Germany, as one of the EU’s largest economies, plays a central role in shaping the bloc’s energy policy. Minister Reiche’s discussions with Turkish officials, including Energy Minister Alparslan Bayraktar, highlighted the EU’s determination to pivot away from Russian gas supplies. “Brussels will insist on gas deliveries not sourced from Russia within any future energy agreements involving Turkey,” Reiche stated during her visit on June 19.

Turkey, currently the EU’s fifth-largest trading partner, holds an important geostrategic position bridging Europe and Asia. Its role as a potential regional gas hub has become more pronounced amid shifting energy supply routes resulting from sanctions and political pressures on Russia. Despite Turkey’s existing status as the second-largest purchaser of Russian gas, Ankara is negotiating new contracts with Moscow as current agreements near expiration.

However, Turkey also faces increasing pressure from the EU to diversify its energy imports and align with the bloc’s broader objectives of decreasing reliance on Russian hydrocarbons. Minister Reiche emphasized that while Turkey recognizes the EU’s firm resolve to end dependency on Russian raw materials, the transition cannot happen instantaneously due to economic and infrastructural constraints.

“Turkey understands the EU’s clear determination to end dependence on Russian resources, but replacing Russian gas cannot be done overnight, neither economically nor in terms of available infrastructure,” said Minister Reiche.

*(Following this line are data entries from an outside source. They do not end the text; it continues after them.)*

PR #1042, opened 2025-09-30
feat: use system libs by default

K-ballo:


test-files/golden-tests/symbols/function/sfinae.yml
```diff
@@ -1,2 +1,4 @@
 warn-if-doc-error: false
 warn-no-paramdoc: false
+exclude-symbols:
+  - 'std::**'
```
mizvekov: Nit: missing LF

test-files/golden-tests/snippets/sqrt.yml
```diff
@@ -0,0 +1,4 @@
+warn-if-doc-error: false
+warn-no-paramdoc: false
+exclude-symbols:
+  - 'std::**'
```
mizvekov: Nit: missing LF

test-files/golden-tests/core/libcxx.yml
```diff
@@ -0,0 +1,2 @@
+use-system-stdlib: false
+use-system-libc: false
```
mizvekov: Nit: missing LF

test-files/golden-tests/config/sfinae/return-based.yml
```diff
@@ -0,0 +1,4 @@
+warn-if-doc-error: false
+warn-no-paramdoc: false
+exclude-symbols:
+  - 'std::**'
```
mizvekov: Nit: missing LF

test-files/golden-tests/config/sfinae/redeclare.yml
```diff
@@ -0,0 +1,4 @@
+warn-if-doc-error: false
+warn-no-paramdoc: false
+exclude-symbols:
+  - 'std::**'
```
mizvekov: Nit: missing LF

test-files/golden-tests/config/sfinae/redeclare.cpp
```diff
@@ -1,6 +1,28 @@
...
+
+template <typename T>
+struct is_class
+{
+    static constexpr bool value = true;
+};
+
+template <typename T>
+bool is_class_v = is_class<T>::value;
+}
```
mizvekov: Can we add these to some headers instead, so that we can just reuse them across tests? Ditto for other instances.

K-ballo: added common header in an implicit include directory, is this what you had in mind?

mizvekov: Yes, thanks!

mizvekov (approved):
LGTM

src/test/TestRunner.cpp
```diff
@@ -114,7 +114,9 @@ handleFile(
 
     // Create an adjusted MrDocsDatabase
     auto parentDir = files::getParentDir(filePath);
-    std::unordered_map<std::string, std::vector<std::string>> defaultIncludePaths;
+    std::unordered_map<std::string, std::vector<std::string>> defaultIncludePaths = {
+      {"clang", {std::format("{}/include", dirs_.cwd)}}
```
K-ballo: this is not the right path when executing a single test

Indeed, Turkey’s energy infrastructure and refinery operations have begun to reflect diversification trends. As of late 2025, Turkish refineries increased crude oil purchases from Iraq and Kazakhstan, responding to Western sanctions targeting Russia’s oil sector. This pivot evidences the broader structural adjustments occurring within Turkey’s energy economy, balancing between geopolitical pressures and pragmatic resource security.

Structural Economic Consequences and Historical Parallels

The insistence by the EU on excluding Russian gas from future Turkey agreements represents a continuation of the bloc’s post-2014 efforts to reshape its energy dependencies following Russia’s annexation of Crimea and the subsequent conflict in Ukraine. This strategic decoupling has profound economic implications not only for the EU and Russia but also for transit and partner countries like Turkey.

Turkey’s position is historically nuanced. Traditionally reliant on Russian energy yet seeking closer ties with Western markets, Ankara must navigate a complex balancing act. Structural economic consequences include the necessity to invest in alternative energy infrastructure, such as liquefied natural gas (LNG) terminals and pipeline diversification, which require significant capital and time.

Moreover, the geopolitical context—marked by conflicts involving Russia, Ukraine, the US, Israel, and Iran—adds layers of complexity to energy security considerations. Turkey’s role as an energy corridor places it at the intersection of competing interests, underscoring the strategic importance of its decisions in the broader Eurasian energy architecture.

In sum, Germany’s recent diplomatic emphasis reflects the EU’s broader ambition to consolidate an energy ecosystem resilient to Russian influence. For Turkey, this involves not only economic recalibration but also geopolitical repositioning, highlighting the interdependence of energy policy and international relations in the 21st century.